• [PROBLEM DESCRIPTION]: Please go through the records below and return every line holding the word "page".

• [SOURCE INFORMATION]:

PR #1180, opened 2021-02-03
Multiselect: Make arrow open/close drop-down

anselmbradford:
When you open the multiselect, let's make it so the down-arrow on the right-hand side closes it when clicked, yaaay! Also, let's flip the arrow when it is open! Yaaaah!

## Changes

- Make clicking the arrow in the search input open AND close the drop-down.
- Switch the drop-down arrow to an up arrow when the drop-down is open.

## Testing

1. Open the PR preview and go to the dropdowns and multiselects page and open and close the multiselect by clicking the arrow.

## Screenshots

mm-dropdown

### DIFF
--- a/packages/cfpb-forms/src/organisms/Multiselect.js
+++ b/packages/cfpb-forms/src/organisms/Multiselect.js
@@ -124,7 +124,7 @@ function Multiselect( element ) { // eslint-disable-line max-statements
     _fieldsetDom.classList.add( 'u-invisible' );
     _fieldsetDom.setAttribute( 'aria-hidden', true );
     _model.resetIndex();
-    _instance.dispatchEvent( 'expandEnd', { target: _instance } );
+    _instance.dispatchEvent( 'collapseBegin', { target: _instance } );
 
     return _instance;
   }
@@ -413,6 +413,20 @@ function Multiselect( element ) { // eslint-disable-line max-statements
         target.style.cursor = 'pointer';
       } else {
         target.style.cursor = 'auto';
+      }
+    } );
+
+    _headerDom.addEventListener( 'mouseup', function( event ) {
+      const target = event.target;
+
+      /* Check if we're over the down-arrow on the right side of the input.
+         Also check if the fieldset is open.
+         35 = width of the arrow on the right of the search input.
+         140 = the max-height value set in multiselect.less for the fieldset.
+      */
+      if ( event.layerX > target.offsetWidth - 35 &&
+           _fieldsetDom.offsetHeight === 140 ) {
+        _searchDom.blur();
       }
     } );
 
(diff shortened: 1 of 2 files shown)


huetingj:
looks good!

packages/cfpb-forms/src/organisms/Multiselect.js
```diff
@@ -416,6 +417,20 @@ function Multiselect( element ) { // eslint-disable-line max-statements
...
+    _headerDom.addEventListener( 'mouseup', function( event ) {
+      const target = event.target;
+
+      /* Check if we're over the down-arrow on the right side of the input.
+         Also check if the fieldset is open.
+         35 = width of the arrow on the right of the search input.
+         140 = the max-height value set in multiselect.less for the fieldset.
+      */
+      if ( event.layerX > target.offsetWidth - 35 &&
+           _fieldsetDom.offsetHeight === 140 ) {
```
Scotchester, line 429: Is this the best way we have to check that the fieldset is open?

Scotchester (approved):
Works as advertised, but I do have one question.

packages/cfpb-forms/src/organisms/Multiselect.js
```diff
@@ -416,6 +417,20 @@ function Multiselect( element ) { // eslint-disable-line max-statements
...
 
+    _headerDom.addEventListener( 'mouseup', function( event ) {
+      const target = event.target;
+
+      /* Check if we're over the down-arrow on the right side of the input.
+         Also check if the fieldset is open.
+         35 = width of the arrow on the right of the search input.
+         140 = the max-height value set in multiselect.less for the fieldset.
+      */
+      if ( event.layerX > target.offsetWidth - 35 &&
```
contolini, line 428: Should we be using [offsetX](https://developer.mozilla.org/en-US/docs/Web/API/MouseEvent/offsetX) instead of [layerX](https://developer.mozilla.org/en-US/docs/Web/API/UIEvent/layerX)? They operate the same but the former is in a spec while the latter is deprecated.

packages/cfpb-forms/src/organisms/Multiselect.js
anselmbradford: Yeah I know it's hackery :( I think we need to do some re-writing of the drop-down. It opens when the search input gets focus and closes when it's blurred. Focus happens on mousedown, so it gets the attributes of being open when it is clicked, not when the drop-down has actually completed opening. Getting the height was the only way I found to reliably find that it was actually open. We should re-write this to dispatch events for the life cycle of the drop-down expand/collapse and then listen to the `expandEnd` event (or actually probably the `transitionEnd` event) and add attributes at that point, which this if statement would then query. As noted in this PR, the collapse method is what dispatches (erroneously I think) the `expandEnd` event.

packages/cfpb-forms/src/organisms/Multiselect.js
anselmbradford: Yes, good catch. It would be nice to find a better way to target the dropdown in the future…

packages/cfpb-forms/src/organisms/Multiselect.js
Scotchester: Makes sense. This is fine for now, but could you capture everything you've said here in a new issue? (Or do we already have one open?)

anselmbradford: https://github.com/cfpb/design-system/issues/1182

PR #1184, opened 2021-02-04
Bugfix: multiselect missing padding on max selection

anselmbradford:
## Changes

- Adds padding to max selections view of drop-down.
- Adds `pointer-events: none` to max selections view, so that clicking the drop-down closes it.

## Testing

1. In PR preview open multiselects page and interact with multiselect to select five options. Max selections view should have padding and close when clicked.

## Screenshots

Screen Shot 2021-02-04 at 11 48 33 AM

## Todos

- Arrow doesn't work to close the drop-down (on max selection view) as we don't have a good way yet to know when the drop-down is completely open.

### DIFF
--- a/packages/cfpb-forms/src/organisms/multiselect.less
+++ b/packages/cfpb-forms/src/organisms/multiselect.less
@@ -131,8 +131,12 @@ select.o-multiselect {
             content: 'No results found';
         }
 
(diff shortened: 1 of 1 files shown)


contolini (approved):
Things are weird. But now they're slightly less weird.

• [RESULT OF THIS TASK]:
1. Open the PR preview and go to the dropdowns and multiselects page and open and close the multiselect by clicking the arrow.
1. In PR preview open multiselects page and interact with multiselect to select five options. Max selections view should have padding and close when clicked.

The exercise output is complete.